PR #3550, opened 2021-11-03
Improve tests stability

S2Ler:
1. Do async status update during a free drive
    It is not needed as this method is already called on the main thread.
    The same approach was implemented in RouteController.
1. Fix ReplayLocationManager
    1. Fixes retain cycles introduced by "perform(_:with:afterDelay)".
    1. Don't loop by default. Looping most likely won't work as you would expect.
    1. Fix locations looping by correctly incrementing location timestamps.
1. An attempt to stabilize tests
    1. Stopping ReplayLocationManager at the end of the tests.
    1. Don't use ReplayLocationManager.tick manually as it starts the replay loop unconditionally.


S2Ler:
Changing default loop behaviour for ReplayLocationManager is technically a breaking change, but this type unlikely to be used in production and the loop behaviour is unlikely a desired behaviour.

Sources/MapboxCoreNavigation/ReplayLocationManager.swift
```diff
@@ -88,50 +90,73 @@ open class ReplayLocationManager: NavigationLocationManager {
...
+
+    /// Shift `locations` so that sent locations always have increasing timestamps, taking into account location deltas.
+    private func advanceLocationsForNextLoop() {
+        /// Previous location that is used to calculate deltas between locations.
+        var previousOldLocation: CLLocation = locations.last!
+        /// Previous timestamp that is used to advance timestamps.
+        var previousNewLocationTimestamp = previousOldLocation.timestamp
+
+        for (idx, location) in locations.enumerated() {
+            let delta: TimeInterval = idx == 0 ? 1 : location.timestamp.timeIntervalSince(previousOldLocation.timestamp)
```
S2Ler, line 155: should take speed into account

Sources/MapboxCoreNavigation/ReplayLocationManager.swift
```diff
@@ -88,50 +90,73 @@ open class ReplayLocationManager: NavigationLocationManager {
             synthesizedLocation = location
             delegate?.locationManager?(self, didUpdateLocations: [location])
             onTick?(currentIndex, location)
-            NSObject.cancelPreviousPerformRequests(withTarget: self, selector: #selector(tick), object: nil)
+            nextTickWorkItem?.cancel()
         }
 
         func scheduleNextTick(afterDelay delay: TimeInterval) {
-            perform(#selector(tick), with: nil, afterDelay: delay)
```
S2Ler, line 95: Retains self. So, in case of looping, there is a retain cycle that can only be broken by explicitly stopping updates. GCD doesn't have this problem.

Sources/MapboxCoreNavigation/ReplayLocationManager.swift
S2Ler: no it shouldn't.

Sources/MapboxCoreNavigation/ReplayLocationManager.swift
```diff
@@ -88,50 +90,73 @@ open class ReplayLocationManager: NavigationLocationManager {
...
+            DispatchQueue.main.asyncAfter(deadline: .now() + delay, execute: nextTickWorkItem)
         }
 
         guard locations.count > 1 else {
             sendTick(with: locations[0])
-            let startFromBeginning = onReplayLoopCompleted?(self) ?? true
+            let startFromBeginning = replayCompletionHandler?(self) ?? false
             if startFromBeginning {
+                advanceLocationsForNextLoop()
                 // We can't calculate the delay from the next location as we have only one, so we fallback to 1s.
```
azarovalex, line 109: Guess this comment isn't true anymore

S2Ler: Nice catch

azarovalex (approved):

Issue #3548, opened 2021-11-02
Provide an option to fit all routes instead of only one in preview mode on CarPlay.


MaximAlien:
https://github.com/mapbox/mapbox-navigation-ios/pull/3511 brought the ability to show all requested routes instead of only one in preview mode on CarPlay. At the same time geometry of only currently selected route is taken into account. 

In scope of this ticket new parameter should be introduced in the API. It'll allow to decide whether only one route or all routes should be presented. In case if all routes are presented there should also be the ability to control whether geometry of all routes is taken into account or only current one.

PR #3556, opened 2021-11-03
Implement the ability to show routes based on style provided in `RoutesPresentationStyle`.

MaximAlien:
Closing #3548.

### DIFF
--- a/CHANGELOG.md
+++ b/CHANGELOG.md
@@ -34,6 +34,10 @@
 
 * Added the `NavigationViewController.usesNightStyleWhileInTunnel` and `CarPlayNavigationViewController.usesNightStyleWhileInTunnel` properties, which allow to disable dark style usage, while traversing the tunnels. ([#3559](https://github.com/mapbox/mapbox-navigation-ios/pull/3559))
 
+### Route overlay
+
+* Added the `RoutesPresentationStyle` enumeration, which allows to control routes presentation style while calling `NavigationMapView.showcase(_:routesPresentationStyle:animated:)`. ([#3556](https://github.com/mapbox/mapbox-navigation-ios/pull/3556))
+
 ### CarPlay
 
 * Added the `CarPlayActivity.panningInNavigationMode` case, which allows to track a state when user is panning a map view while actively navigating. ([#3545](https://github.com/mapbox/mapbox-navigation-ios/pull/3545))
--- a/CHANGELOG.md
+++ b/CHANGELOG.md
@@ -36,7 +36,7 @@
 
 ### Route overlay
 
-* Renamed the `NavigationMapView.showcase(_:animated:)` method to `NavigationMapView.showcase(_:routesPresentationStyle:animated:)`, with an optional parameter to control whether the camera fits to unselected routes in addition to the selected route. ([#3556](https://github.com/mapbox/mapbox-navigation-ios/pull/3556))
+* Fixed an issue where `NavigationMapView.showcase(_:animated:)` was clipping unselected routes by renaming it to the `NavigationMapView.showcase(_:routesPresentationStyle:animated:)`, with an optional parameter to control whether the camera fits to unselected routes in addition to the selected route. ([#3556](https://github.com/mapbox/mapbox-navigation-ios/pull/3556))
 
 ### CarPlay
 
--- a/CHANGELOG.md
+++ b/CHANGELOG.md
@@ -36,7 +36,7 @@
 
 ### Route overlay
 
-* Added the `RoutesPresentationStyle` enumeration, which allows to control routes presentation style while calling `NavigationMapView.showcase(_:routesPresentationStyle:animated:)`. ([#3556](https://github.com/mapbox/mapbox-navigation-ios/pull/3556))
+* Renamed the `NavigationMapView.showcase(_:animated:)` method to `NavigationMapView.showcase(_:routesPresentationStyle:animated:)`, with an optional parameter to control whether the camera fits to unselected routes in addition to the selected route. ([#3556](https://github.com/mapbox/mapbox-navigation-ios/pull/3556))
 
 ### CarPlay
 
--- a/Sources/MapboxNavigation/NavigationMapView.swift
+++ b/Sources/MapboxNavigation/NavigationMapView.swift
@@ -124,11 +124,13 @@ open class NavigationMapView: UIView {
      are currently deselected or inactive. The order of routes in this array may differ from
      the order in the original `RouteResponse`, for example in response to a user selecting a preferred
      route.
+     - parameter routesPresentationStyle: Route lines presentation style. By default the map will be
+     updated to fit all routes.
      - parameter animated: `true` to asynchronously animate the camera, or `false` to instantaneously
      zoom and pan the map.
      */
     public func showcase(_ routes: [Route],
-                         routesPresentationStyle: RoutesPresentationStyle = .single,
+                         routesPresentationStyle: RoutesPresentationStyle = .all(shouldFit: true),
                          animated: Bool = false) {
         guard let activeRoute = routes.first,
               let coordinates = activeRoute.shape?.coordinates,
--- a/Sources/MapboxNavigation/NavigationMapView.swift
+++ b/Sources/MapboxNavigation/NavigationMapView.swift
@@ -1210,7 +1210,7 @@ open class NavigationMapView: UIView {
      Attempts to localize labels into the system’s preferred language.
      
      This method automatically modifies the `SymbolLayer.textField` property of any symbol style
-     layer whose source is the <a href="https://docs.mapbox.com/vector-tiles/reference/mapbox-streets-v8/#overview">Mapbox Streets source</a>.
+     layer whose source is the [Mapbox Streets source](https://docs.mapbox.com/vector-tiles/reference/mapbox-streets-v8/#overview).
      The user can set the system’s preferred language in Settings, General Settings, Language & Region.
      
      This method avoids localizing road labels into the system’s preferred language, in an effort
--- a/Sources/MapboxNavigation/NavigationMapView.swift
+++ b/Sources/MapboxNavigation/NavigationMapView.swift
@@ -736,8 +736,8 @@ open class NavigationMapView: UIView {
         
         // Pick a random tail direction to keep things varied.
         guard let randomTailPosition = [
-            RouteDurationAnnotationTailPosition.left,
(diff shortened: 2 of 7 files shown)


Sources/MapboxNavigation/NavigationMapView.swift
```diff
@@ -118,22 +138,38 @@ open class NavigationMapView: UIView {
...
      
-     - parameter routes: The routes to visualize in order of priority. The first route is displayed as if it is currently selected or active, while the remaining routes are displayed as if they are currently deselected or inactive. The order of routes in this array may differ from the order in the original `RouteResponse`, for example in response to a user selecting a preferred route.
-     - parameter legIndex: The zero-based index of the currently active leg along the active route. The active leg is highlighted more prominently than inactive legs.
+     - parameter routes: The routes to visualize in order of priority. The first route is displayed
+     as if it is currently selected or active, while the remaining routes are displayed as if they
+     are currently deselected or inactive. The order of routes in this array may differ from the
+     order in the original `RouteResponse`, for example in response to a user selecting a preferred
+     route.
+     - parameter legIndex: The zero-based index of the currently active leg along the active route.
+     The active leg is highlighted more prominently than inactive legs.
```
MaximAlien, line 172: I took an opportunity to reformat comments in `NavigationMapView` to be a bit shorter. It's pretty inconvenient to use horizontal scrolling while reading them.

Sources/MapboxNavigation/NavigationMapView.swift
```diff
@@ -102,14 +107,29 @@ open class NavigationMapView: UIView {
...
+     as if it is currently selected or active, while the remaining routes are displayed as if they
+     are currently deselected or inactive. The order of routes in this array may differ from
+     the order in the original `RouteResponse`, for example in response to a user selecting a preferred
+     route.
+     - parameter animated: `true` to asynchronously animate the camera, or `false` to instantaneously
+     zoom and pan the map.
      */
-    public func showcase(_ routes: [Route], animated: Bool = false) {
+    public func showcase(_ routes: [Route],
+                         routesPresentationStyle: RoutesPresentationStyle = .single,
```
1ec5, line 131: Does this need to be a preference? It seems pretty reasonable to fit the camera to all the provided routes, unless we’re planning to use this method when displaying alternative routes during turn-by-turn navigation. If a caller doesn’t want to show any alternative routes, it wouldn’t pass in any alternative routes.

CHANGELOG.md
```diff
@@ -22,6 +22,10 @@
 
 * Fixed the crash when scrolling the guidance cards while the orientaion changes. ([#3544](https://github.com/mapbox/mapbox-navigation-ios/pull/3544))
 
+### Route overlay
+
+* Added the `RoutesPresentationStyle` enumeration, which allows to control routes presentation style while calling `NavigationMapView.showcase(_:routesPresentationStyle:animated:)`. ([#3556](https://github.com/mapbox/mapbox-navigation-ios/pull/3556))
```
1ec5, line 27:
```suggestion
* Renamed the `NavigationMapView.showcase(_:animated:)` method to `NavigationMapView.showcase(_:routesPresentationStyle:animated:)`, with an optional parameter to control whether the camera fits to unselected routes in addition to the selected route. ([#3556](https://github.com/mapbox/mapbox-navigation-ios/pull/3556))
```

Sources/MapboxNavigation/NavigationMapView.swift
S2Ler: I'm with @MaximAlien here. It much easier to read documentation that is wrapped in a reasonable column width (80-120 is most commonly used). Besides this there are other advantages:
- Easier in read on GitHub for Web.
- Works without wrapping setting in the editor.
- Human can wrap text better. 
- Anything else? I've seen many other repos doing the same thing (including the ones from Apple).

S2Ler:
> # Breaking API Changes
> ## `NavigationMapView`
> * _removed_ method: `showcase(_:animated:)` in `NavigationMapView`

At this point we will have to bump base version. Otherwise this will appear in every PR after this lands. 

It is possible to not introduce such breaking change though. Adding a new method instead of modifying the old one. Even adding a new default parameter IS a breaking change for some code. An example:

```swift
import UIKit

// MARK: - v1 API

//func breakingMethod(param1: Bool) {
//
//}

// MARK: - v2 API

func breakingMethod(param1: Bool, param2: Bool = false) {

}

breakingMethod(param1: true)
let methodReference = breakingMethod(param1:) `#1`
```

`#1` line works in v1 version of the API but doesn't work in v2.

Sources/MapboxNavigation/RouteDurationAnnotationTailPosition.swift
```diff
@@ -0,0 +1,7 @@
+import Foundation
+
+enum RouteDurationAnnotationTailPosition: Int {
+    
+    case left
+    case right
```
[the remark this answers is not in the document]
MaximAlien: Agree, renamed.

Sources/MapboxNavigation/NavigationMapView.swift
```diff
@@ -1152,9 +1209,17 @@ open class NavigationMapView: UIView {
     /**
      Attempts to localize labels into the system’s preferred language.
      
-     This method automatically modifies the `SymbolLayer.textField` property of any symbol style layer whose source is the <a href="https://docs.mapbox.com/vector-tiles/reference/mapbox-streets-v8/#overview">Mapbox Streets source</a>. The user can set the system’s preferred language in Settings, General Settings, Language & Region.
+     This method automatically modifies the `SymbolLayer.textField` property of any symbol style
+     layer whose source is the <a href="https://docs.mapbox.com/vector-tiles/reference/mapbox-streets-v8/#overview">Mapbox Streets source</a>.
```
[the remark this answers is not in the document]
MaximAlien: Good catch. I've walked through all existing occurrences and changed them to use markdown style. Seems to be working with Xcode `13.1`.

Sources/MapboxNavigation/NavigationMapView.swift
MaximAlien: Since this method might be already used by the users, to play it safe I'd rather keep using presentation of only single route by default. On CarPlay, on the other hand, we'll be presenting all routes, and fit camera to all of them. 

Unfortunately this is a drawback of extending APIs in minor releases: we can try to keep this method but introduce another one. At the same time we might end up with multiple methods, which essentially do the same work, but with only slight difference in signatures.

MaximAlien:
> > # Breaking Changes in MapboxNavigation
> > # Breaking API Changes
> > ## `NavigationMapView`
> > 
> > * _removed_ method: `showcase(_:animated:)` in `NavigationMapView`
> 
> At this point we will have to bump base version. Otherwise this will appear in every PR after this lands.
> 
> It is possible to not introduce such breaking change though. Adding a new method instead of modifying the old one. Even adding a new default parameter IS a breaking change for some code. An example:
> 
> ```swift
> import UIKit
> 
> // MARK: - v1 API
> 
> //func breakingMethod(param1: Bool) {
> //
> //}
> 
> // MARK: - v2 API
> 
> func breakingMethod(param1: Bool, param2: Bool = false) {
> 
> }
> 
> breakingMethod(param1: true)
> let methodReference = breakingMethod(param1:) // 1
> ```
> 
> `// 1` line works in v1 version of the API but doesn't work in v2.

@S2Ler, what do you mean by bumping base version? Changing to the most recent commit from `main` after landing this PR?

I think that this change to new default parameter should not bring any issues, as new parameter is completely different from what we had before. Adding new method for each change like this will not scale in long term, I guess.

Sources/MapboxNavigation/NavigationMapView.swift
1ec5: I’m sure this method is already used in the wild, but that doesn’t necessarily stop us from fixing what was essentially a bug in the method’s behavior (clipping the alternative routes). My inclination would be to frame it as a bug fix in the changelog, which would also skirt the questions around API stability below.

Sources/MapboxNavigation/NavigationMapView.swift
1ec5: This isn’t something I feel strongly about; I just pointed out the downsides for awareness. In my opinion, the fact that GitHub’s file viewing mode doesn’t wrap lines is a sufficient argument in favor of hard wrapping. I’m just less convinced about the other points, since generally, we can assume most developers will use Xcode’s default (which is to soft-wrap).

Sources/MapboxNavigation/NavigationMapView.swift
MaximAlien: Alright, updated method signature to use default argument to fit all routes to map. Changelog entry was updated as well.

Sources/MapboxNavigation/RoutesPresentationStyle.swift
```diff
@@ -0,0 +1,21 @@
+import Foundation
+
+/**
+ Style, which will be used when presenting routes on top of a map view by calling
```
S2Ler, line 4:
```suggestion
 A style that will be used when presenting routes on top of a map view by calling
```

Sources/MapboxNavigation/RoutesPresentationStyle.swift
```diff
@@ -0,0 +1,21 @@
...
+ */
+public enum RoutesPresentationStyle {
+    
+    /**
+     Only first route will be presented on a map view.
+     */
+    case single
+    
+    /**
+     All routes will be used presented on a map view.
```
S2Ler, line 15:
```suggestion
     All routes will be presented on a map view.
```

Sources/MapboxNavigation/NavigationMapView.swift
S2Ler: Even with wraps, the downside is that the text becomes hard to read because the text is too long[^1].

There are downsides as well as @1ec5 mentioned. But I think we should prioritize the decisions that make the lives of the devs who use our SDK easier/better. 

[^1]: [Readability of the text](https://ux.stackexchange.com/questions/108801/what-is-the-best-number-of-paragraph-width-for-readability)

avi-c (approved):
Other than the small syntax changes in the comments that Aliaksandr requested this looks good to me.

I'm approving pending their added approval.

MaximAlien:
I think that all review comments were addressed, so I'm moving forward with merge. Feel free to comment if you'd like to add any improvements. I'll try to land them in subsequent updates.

### Work to complete
Beginning at the top of the records above, transcribe each line exactly up to and including the line that holds "1. Fixes retain".

### Answer area
PR #3550, opened 2021-11-03
Improve tests stability

S2Ler:
1. Do async status update during a free drive
    It is not needed as this method is already called on the main thread.
    The same approach was implemented in RouteController.
1. Fix ReplayLocationManager
    1. Fixes retain cycles introduced by "perform(_:with:afterDelay)".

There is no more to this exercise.